The two-stroke road to success

DKW shone in the 1920s and 1930s, with innumerable championship titles, Grand Prix victories, six-day trial successes, off-road events and record-breaking runs. Arthur Geiss, Walfried Winkler, Ewald Kluge, Toni Bauhofer, H. P. Müller, Siegfried Wünsche and the eventual Auto Union Grand Prix racing driver, Bernd Rosemeyer, scored many successes. The highlight of this era of motorcycle racing was a victory in the 1938 English Tourist Trophy race on the Isle of Man by Ewald Kluge, the two-time European champion (1937/1938). The DKW ULD 250 racing motorcycle powered by a rotary-valve engine was the first motorcycle not built in Great Britain to win the “TT” in its 30-year history. In war-ravaged post-war Germany, DKW claimed the German championship titles in the 125 and 250cc classes in 1948 and 1949, with the ex-factory driver Siegfried Wünsche crowned 350-cc class champion in 1949.

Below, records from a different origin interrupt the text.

PR #3496, opened 2023-06-14
Add links to documentation and re-use code samples

fiskus:
Screenshot from 2023-06-14 14-37-24

---
  - https://app.asana.com/0/0/1202880605767757


docs/CHANGELOG.md
```diff
@@ -25,6 +25,7 @@ Entries inside each section should be ordered by type:
 * [Fixed] Fix Header's orange flash on load ([#3487](https://github.com/quiltdata/quilt/pull/3487))
 * [Fixed] Fix code sample for package push ([#3499](https://github.com/quiltdata/quilt/pull/3499))
 * [Added] Add filter for users and buckets tables in Admin dashboards ([#3480](https://github.com/quiltdata/quilt/pull/3480))
+* [Added] Add links to documentation and re-use code samples ([#/3496](https://github.com/quiltdata/quilt/pull/3496))
```
nl0, line 28:
```suggestion
* [Added] Add links to documentation and re-use code samples ([#3496](https://github.com/quiltdata/quilt/pull/3496))
```

nl0 (approved):

nl0 (approved):

fiskus:
Sorry, one small fix: removed `--recursive` for `aws cp` file code sample

catalog/app/containers/Bucket/CodeSamples/Dir.tsx
```diff
@@ -0,0 +1,85 @@
...
+      b.ls("${path}")
+    `,
+  CLI_LIST: (bucket: string, path: string) =>
+    dedent`
+      # List files [[https://docs.aws.amazon.com/cli/latest/reference/s3/ls.html]]
+      aws s3 ls "s3://${bucket}/${path}"
+    `,
+  CLI_DOWNLOAD: (bucket: string, path: string, dest: string) => {
+    const cliDest = dest ? `"./${dest}"` : '.'
+    const recursiveFlag = dest ? ` --recursive` : ''
```
nl0, line 37: why is this based on the presence of `dest`? i think it should be based on whether the `path` is a prefix or an object (catalog determines that by the presence of a trailing slash afair)

nl0: tho this is the `Dir.tsx` file, so i guess it's only meant for directories, and therefore it should always be recursive

catalog/app/containers/Bucket/File.js
```diff
@@ -521,7 +498,7 @@ export default function File({
                 {
                   Ok: ({ ui: { blocks } }) => (
                     <>
-                      {blocks.code && <Code>{code}</Code>}
+                      {blocks.code && <DirCodeSamples {...{ bucket, path }} />}
```
nl0, line 501: it's quite confusing tbh. why call the component `DirCodeSamples` and then use it in both file and dir contexts with an additional `isDirectory` flag?

catalog/app/containers/Bucket/CodeSamples/Dir.tsx
nl0: ok, i'm just confused by the naming. i think if you are to keep this function signature, you should at least add a comment clarifying that `dest` is only present for directories, therefore we can infer `recursiveFlag` from that

fiskus: I started with `CodeSamples/Dir.tsx` and `CodeSamples/File.tsx`, but they have too many things in common, and I decided to group them in one component
But, I guess, it doesn't worth it, and it's better to split them again.

nl0: > But, I guess, it doesn't worth it, and it's better to split them again.

well, i think just adjusting the naming a little bit for clarity would do, but it's up to you

fiskus: Now the code samples for directory and for file are all in one template each, not interrupted by conditions. And, components doing simple things are simple themselves :)

nl0 (approved):

PR #4168, opened 2024-10-10
Cleanup CHANGELOG.md

sir-sigurd:
This is mostly to remove empty section from the previous release, but also decided to cleanup it with markdownlint


fiskus (approved):
Maybe, makes sense to ignore default `no-duplicate-heading` in Changelog only

sir-sigurd:
> > Maybe, makes sense to ignore default `no-duplicate-heading` in Changelog only
> 
> anchors seem to be generated correctly both in GitBook and GitHub, so I don't see a reason for this also I haven't found how to set that parameter in the file

OK, I found `markdownlint-configure-file` directive, but still IMO it should configured globally.

nl0 (approved):

PR #4169, opened 2024-10-10
add quilt3.get_boto3_session() function

sir-sigurd:
# Description

This provides public API for creation of boto3 session with stack credentials/region.
This also should reduce number of S3 requests (1 per non us-east-1 bucket (assuming buckets are in the stack region)) 🚀.

# TODO

- [x] Unit tests
- [x] Documentation


api/python/quilt3/session.py
```diff
@@ -297,3 +298,20 @@ def create_botocore_session():
...
+
+def get_boto3_session() -> boto3.Session:
+    """
+    Return a Boto3 session with Quilt credentials.
+    If no Quilt credentials are found, return a session that uses normal credentials provider chain.
+
+    > Note: you need to call `quilt3.config("https://your-catalog-homepage/")` to have region set,
+    if you previously called it in quilt3 < 6.1.0.
+    """
+    # XXX: maybe it makes more sense to return None if
```
nl0, line 311: yeah i'd do this (or maybe add an optional argument to fallback to the "system" session?)

nl0 (approved):

api/python/quilt3/data_transfer.py
```diff
@@ -151,10 +151,8 @@ def find_correct_client(self, api_type, bucket, param_dict):
                 else:
                     raise S3NoValidClientError(f"S3 AccessDenied for {api_type} on bucket: {bucket}")
 
-    def get_boto_session(self):
-        botocore_session = create_botocore_session()
-        boto_session = boto3.Session(botocore_session=botocore_session)
-        return boto_session
+    def get_boto_session(self) -> boto3.Session:
+        return get_boto3_session() or boto3.Session()
```
sir-sigurd, line 155: @nl0 
it feels like it's not right to have fallback logic here
I don't quite like adding `fallback` parameter to `get_boto3_session()` because it would have `Optional[]` as return type and you have to check `assert session is not None` even if `fallback=True` (though maybe some type annotations magic exists to handle that)
maybe it's not useful to have `get_boto3_session()` returning `None` after all? 🤔

api/python/quilt3/session.py
```diff
@@ -288,14 +290,34 @@ def load(self):
...
+    if you previously called it in quilt3 < 6.1.0.
+    """
+    if not (credentials := _load_credentials()):
+        if fallback:
+            return boto3.Session()
+        raise QuiltException("No Quilt credentials found.")
+    return boto3.Session(
+        botocore_session=create_botocore_session(credentials=credentials),
+        region_name=get_from_config("region"),
+    )
```
nl0, line 323: i'd swap the branches to 1) avoid negation in the condition, 2) make things less nested

```suggestion
    if credentials := _load_credentials():
        session = create_botocore_session(credentials=credentials)
        return boto3.Session(botocore_session=session, region_name=get_from_config("region"))

    if fallback:
        return boto3.Session()

    raise QuiltException("No Quilt credentials found.")
```

nl0 (approved):
lgtm

docs/api-reference/api.md
```diff
@@ -43,6 +43,16 @@ __Arguments__
 * __top_hash (str)__:  Optional. A package hash to delete, instead of the whole package.
 
 
+## get\_boto3\_session(\*, fallback: bool = True) -> boto3.session.Session  {#get\_boto3\_session}
+
+Return a Boto3 session with Quilt stack credentials and AWS region.
+In case of no Quilt credentials found, return a "normal" Boto3 session if `fallback` is `True`,
```
nl0, line 49:
```suggestion
In case if no Quilt credentials found, return a "normal" Boto3 session if `fallback` is `True`,
```

api/python/quilt3/session.py
sir-sigurd: I like to handle "special" cases first

docs/api-reference/api.md
sir-sigurd: AFAICT "In case of" is correct English (actually it's written by copilot)
default value is specified in signature

PR #4173, opened 2024-10-10
Select files and directories in a package to download

fiskus:
Backend: https://github.com/quiltdata/enterprise/pull/779

Screenshot from 2024-10-11 17-22-23
Screenshot from 2024-10-11 17-22-51

Also, some refactoring and fixing minor bugs:

* `SelectionItem { logicalKey: string }` type instead of a `string`
* Better aligning (fixing MUI bug)
* Re-use components


catalog/app/containers/Bucket/Meta.tsx
```diff
@@ -81,6 +81,7 @@ export function PackageMetaSection({ meta, preferences }: PackageMetaSectionProp
   const classes = usePackageMetaStyles()
   if (!meta || R.isEmpty(meta)) return null
   const { message, user_meta: userMeta, workflow } = meta
+  if (!message && !userMeta && !workflow) return null
```
nl0, line 84: i think you should remove the `R.isEmpty(meta)` check above if you're adding this

catalog/CHANGELOG.md
```diff
@@ -17,6 +17,7 @@ where verb is one of
 
 ## Changes
 
+- [Added] Select files and directories in packages to download ([#4173](https://github.com/quiltdata/quilt/pull/4173))
```
nl0, line 20:
```suggestion
- [Added] Selective package downloading ([#4173](https://github.com/quiltdata/quilt/pull/4173))
```
maybe sth like this?

nl0 (approved):
looks reasonable

catalog/CHANGELOG.md
fiskus: I started with this, but tried to find more specific and simpler phrasing. However, using verbs in my variant is hanging in the air.

catalog/app/containers/Bucket/Meta.tsx
fiskus: Oh, thanks

fiskus:
Used `React.Provider` for passing selection data instead of `props`. It was required to use `utils/Dialog`, because it is initialized in callback and doesn't react to `props` changes.

Also, fixed route guarding: confirming navigation from package page when something is selected. The condition turned out to be quite sprawling: https://github.com/quiltdata/quilt/pull/4173/files#diff-95c902495a06ff31c5e3a2bede51af727048f9151bede5b5195a4f2cb8fc5090R106

nl0 (approved):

DKW motorcycles on the racetrack

A new racing department

In 1951, Auto Union reinstated a motorcycle racing department in Ingolstadt. After the ban on supercharged two-stroke engines, naturally aspirated units had to be developed in a very short time. For the 1952 racing season, DKW surprised the establishment with a new design: a 350cc three-cylinder engine producing 38 hp at 12,500 rpm. The characteristic sound earned it the nickname “singing saw”. Kluge and Wünsche dominated at the Eilenriede in Hanover in 1952 with the new three-cylinder DKW and crossed the line in first and second places. The most outstanding rider of 1953 was Siegfried Wünsche, who brought the 1953 German championship title home to Ingolstadt in the 350cc class.

In 1955, up-and-coming driver August Hobl came third in the World Championship series and was German champion in the 350cc class. Hobl even improved on this in 1956 clinching honours as the World Championship runner up. In the German Championships he carried off two titles: in both the 350cc and 125cc classes.

Despite these achievements, the decision to retire from road racing was not surprising. Not even sporting successes could halt the decline of the motorcycle industry in West Germany. With the official conclusion of its motorcycle racing commitments in the autumn of 1956, DKW had achieved an unparalleled record of 38 German championships since 1925.